The controversy, such as it is, over Elena Kagan’s nomination throws several points into relief:
(1) The extent to which legal academia is an intellectually bankrupt and politically corrupt insider game. Once Kagan was nominated it became inevitable that a bunch of people would argue that she’s an excellent scholar because, if nothing else, it would be institutionally embarrassing to the Harvard Law School if she wasn’t. Kagan’s academic career is a typical one for a driven, politically ambitious young lawyer who intellectually speaking doesn’t have much to say. She’s written a few boring hyper-technical pieces that take no chances in either intellectual or political terms. She’s published them exclusively in her home reviews, which means that the students at the school at which she teaches (and no doubt to some extent students from her own classes) are the people selecting her work for publication, except in two cases when her work was published in a journal edited by the faculty members at what was either her current or her former home institution. Because one of these pieces is an 150-page article in the Harvard Law Review, and its author became dean of the Harvard Law School shortly afterward, it’s then cited 300 times. This fact is then cited as evidence for the supposed significance of her work, which further “fact” is cited in support of the claim that she’s one of the, in the words of Barack Obama’s press release, “best legal minds of her generation.”
(2) Because she’s one of the best legal minds of her generation, see, e.g., (1) supra, the claim is made that the fact that Kagan has no public views on almost any question relevant to being a Supreme Court justice is not in any way disqualifying to her candidacy. This claim is based on the notion that what’s most relevant to being a good pick for the SCOTUS is a high degree of technical competence in the mysterious science of legal interpretation. That hypothetical competence then becomes what people mean when they talk about whether a candidate is “qualified.”

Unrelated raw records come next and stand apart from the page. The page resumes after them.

PR #2955, opened 2026-05-14
EDM-3919: Provision default catalog

rawagner:


internal/service/org_provisioner.go
```diff
@@ -0,0 +1,69 @@
...
+	"github.com/flightctl/flightctl/internal/store"
+	"github.com/flightctl/flightctl/internal/store/model"
+	"github.com/google/uuid"
+	"github.com/sirupsen/logrus"
+)
+
+// OrgProvisionerInterface is implemented by anything that can provision default resources for new orgs.
+type OrgProvisionerInterface interface {
+	EnsureDefaults(ctx context.Context, orgs []*model.Organization)
+}
```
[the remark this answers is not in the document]
rawagner: failure to provision default catalog wont fail the whole request - this is per design doc.

internal/store/store.go
```diff
@@ -247,7 +256,41 @@ func (s *DataStore) customizeMigration(ctx context.Context) error {
...
+		}
+
+		displayName := domain.DefaultCatalogDisplayName
+		name := domain.DefaultCatalogName
+		return tx.Exec(`
+			INSERT INTO catalogs (org_id, name, spec, labels, annotations, created_at, updated_at)
+			SELECT o.id, ?, ?, '{}'::jsonb, '{}'::jsonb, NOW(), NOW()
+			FROM organizations o
+			WHERE NOT EXISTS (
+				SELECT 1 FROM catalogs c WHERE c.org_id = o.id
```
asafbennatan: when we migrate an existing org without default catalog but with other catalogs - > should we create the default catalog or not ? (current code does not as far as i understand ) 
is that the intended behavior - i suspect that its not

rawagner: just for the reference, we agreed to provision default catalog only if the org doesnt already have any other that doesnt have metadata.owner.

asafbennatan (approved):
LGTM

(3) The argument in (2) makes sense only to the extent that it’s plausible to argue that legal interpretation, when it takes place at the level of the SCOTUS, isn’t a thoroughly political, as opposed to a formally technical, activity. That is deeply implausible, but the social and intellectual conditions of the American law school obscure this.
(4) Despite the social and intellectual conditions that enable (1), (2), and (3), there’s nevertheless something of a consensus emerging that the current structure of the SCOTUS, which puts a premium on giving life tenure to relatively young lawyers with relatively little of a “paper trail” (aka evidence of their legal/political views) on an enormously powerful political institution doesn’t make any sense.
Update: I just did an NPR segment with conservative law professor Stephen Bainbridge, who supports Kagan’s nomination for exactly the same reason I oppose it: because in both of our estimations she’s a best-case scenario for the GOP, in that there’s a significant chance she’ll move the court to the right. Bainbridge opposed Harriet Miers for precisely the same reasons in reverse. Of course the fact that a lot of conservative commentators are taking a similar line proves nothing in itself, but it’s awfully suggestive.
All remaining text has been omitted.